*Stored items*
Issue #109, opened 2020-04-03
Change xml crate


MarcoIeni:
I am working on [this](https://github.com/stm32-rs/svdtools/issues/9) issue and I noticed that this library is really slow if compared to what I built by using [quick-xml](https://github.com/tafia/quick-xml).

I am assuming that the difference of performances is due to the different xml library used.

If you want to compare the two solutions:
```
git clone -b riir https://github.com/MarcoIeni/svdtools
cd svdtools

# try version the version with quick-xml 
git checkout be257c679028d10c6d86e0ae9c869a0ee421cb7c
cargo build --release
time ./target/release/svdtools mmap example/stm32l4x2.svd

# try the version that uses svd-parser
git checkout fad7abfd923312ec95f307286a05017be1218217
cargo build --release
time ./target/release/svdtools mmap example/stm32l4x2.svd
```

These are the results I get on my laptop by running the executable about ten times:
```
quick-xml version:
minimum: 0.03s user 0.02s system 79% cpu 0.066 total
maximum: 0.08s user 0.01s system 87% cpu 0.100 total

svd-parser version:
minimum: 0.26s user 0.02s system 96% cpu 0.291 total
maximum: 0.30s user 0.02s system 95% cpu 0.332 total
```

Of course the version I built by using quick-xml is incomplete and doesn't handle errors well (I originally wrote it because I didn't know this crate existed), but I just wanted to tell you that I saw this huge performance difference.

Of course I know that these benchmark are not rigorous, but I think that they are sufficient at least to raise this point to your attention.

burrbull:
`svd-parser` now uses `roxmltree` which even faster
`svd-encoder` still uses `xmltree`

PR #138, opened 2021-01-31
Minicom XML parser/writer

burrbull:
I tried to replace `xmltree` with `minicom`, which uses `quick-xml`.
But I have problem. Since `0.13` version it requires `xmlns` namespace to be used to build each `Element`.

In other hand compiling with `0.12` version fails with:
```
error[E0277]: `Rc<minidom::namespace_set::NamespaceSet>` cannot be sent between threads safely
  --> src/types.rs:96:93
   |
96 |                     return Err(SVDError::InvalidBooleanValue(tree.clone(), text.clone(), e).into())
   |                                                                                             ^^^^ `Rc<minidom::namespace_set::NamespaceSet>` cannot be sent between threads safely
```

I like also `roxmltree` crate for high-level interaction with xml. But it can be used for parse only.

#109

### DIFF
--- a/src/svd/cluster.rs
+++ b/src/svd/cluster.rs
@@ -1,5 +1,5 @@
 use core::ops::Deref;
-use xmltree::Element;
+use minidom::Element;
 
 use crate::types::Parse;
 
@@ -31,11 +31,11 @@ impl Parse for Cluster {
     type Error = anyhow::Error;
 
     fn parse(tree: &Element) -> Result<Self> {
-        assert_eq!(tree.name, "cluster");
+        assert_eq!(tree.name(), "cluster");
 
         let info = ClusterInfo::parse(tree)?;
 
-        if tree.get_child("dimIncrement").is_some() {
+        if tree.get_child("dimIncrement", "").is_some() {
             let array_info = DimElement::parse(tree)?;
             check_has_placeholder(&info.name, "cluster")?;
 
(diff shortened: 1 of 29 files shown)


src/svd/cluster.rs
```diff
@@ -31,11 +32,11 @@ impl Parse for Cluster {
     type Error = anyhow::Error;
 
     fn parse(tree: &Element) -> Result<Self> {
-        assert_eq!(tree.name, "cluster");
+        assert_eq!(tree.name(), "cluster");
 
         let info = ClusterInfo::parse(tree)?;
 
-        if tree.get_child("dimIncrement").is_some() {
+        if tree.get_child("dimIncrement", NS).is_some() {
```
Emilgardis, line 39: I'd rather these be `crate::NS` instead of importing them

src/svd/registerproperties.rs
```diff
@@ -83,33 +83,36 @@ impl EncodeChildren for RegisterProperties {
...
     #[test]
     fn decode_encode() {
-        let example = String::from(
-            "
-            <mock>
+        let example = "
+            <mock xmlns=\""
+            .to_string()
+            + NS
+            + "\">
```
Emilgardis, line 94: This is unfortunate

brainstorm:
I suspect that with YaSerDe you might have better luck doing this? I had a bad time trying to tell `quick-xml` to basically differentiate between `attribute` and `child` but it was comparatively very easy with YaSerDe.

See the docs I just pushed there for reference: https://github.com/media-io/yaserde/pull/106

*REQUIRED ACTION*
Copy every record exactly, leaving each line intact.

*RESULT OF THE EXERCISE*
Issue #109, opened 2020-04-03
Change xml crate


MarcoIeni:
I am working on [this](https://github.com/stm32-rs/svdtools/issues/9) issue and I noticed that this library is really slow if compared to what I built by using [quick-xml](https://github.com/tafia/quick-xml).

I am assuming that the difference of performances is due to the different xml library used.

If you want to compare the two solutions:
```
git clone -b riir https://github.com/MarcoIeni/svdtools
cd svdtools

# try version the version with quick-xml 
git checkout be257c679028d10c6d86e0ae9c869a0ee421cb7c
cargo build --release
time ./target/release/svdtools mmap example/stm32l4x2.svd

# try the version that uses svd-parser
git checkout fad7abfd923312ec95f307286a05017be1218217
cargo build --release
time ./target/release/svdtools mmap example/stm32l4x2.svd
```

These are the results I get on my laptop by running the executable about ten times:
```
quick-xml version:
minimum: 0.03s user 0.02s system 79% cpu 0.066 total
maximum: 0.08s user 0.01s system 87% cpu 0.100 total

svd-parser version:
minimum: 0.26s user 0.02s system 96% cpu 0.291 total
maximum: 0.30s user 0.02s system 95% cpu 0.332 total
```

Of course the version I built by using quick-xml is incomplete and doesn't handle errors well (I originally wrote it because I didn't know this crate existed), but I just wanted to tell you that I saw this huge performance difference.

Of course I know that these benchmark are not rigorous, but I think that they are sufficient at least to raise this point to your attention.

burrbull:
`svd-parser` now uses `roxmltree` which even faster
`svd-encoder` still uses `xmltree`

PR #138, opened 2021-01-31
Minicom XML parser/writer

burrbull:
I tried to replace `xmltree` with `minicom`, which uses `quick-xml`.
But I have problem. Since `0.13` version it requires `xmlns` namespace to be used to build each `Element`.

In other hand compiling with `0.12` version fails with:
```
error[E0277]: `Rc<minidom::namespace_set::NamespaceSet>` cannot be sent between threads safely
  --> src/types.rs:96:93
   |
96 |                     return Err(SVDError::InvalidBooleanValue(tree.clone(), text.clone(), e).into())
   |                                                                                             ^^^^ `Rc<minidom::namespace_set::NamespaceSet>` cannot be sent between threads safely
```

I like also `roxmltree` crate for high-level interaction with xml. But it can be used for parse only.

#109

### DIFF
--- a/src/svd/cluster.rs
+++ b/src/svd/cluster.rs
@@ -1,5 +1,5 @@
 use core::ops::Deref;
-use xmltree::Element;
+use minidom::Element;
 
 use crate::types::Parse;
 
@@ -31,11 +31,11 @@ impl Parse for Cluster {
     type Error = anyhow::Error;
 
     fn parse(tree: &Element) -> Result<Self> {
-        assert_eq!(tree.name, "cluster");
+        assert_eq!(tree.name(), "cluster");
 
         let info = ClusterInfo::parse(tree)?;
 
-        if tree.get_child("dimIncrement").is_some() {
+        if tree.get_child("dimIncrement", "").is_some() {
             let array_info = DimElement::parse(tree)?;
             check_has_placeholder(&info.name, "cluster")?;
 
(diff shortened: 1 of 29 files shown)


src/svd/cluster.rs
```diff
@@ -31,11 +32,11 @@ impl Parse for Cluster {
     type Error = anyhow::Error;
 
     fn parse(tree: &Element) -> Result<Self> {
-        assert_eq!(tree.name, "cluster");
+        assert_eq!(tree.name(), "cluster");
 
         let info = ClusterInfo::parse(tree)?;
 
-        if tree.get_child("dimIncrement").is_some() {
+        if tree.get_child("dimIncrement", NS).is_some() {
```
Emilgardis, line 39: I'd rather these be `crate::NS` instead of importing them

src/svd/registerproperties.rs
```diff
@@ -83,33 +83,36 @@ impl EncodeChildren for RegisterProperties {
...
     #[test]
     fn decode_encode() {
-        let example = String::from(
-            "
-            <mock>
+        let example = "
+            <mock xmlns=\""
+            .to_string()
+            + NS
+            + "\">
```
Emilgardis, line 94: This is unfortunate

brainstorm:
I suspect that with YaSerDe you might have better luck doing this? I had a bad time trying to tell `quick-xml` to basically differentiate between `attribute` and `child` but it was comparatively very easy with YaSerDe.

See the docs I just pushed there for reference: https://github.com/media-io/yaserde/pull/106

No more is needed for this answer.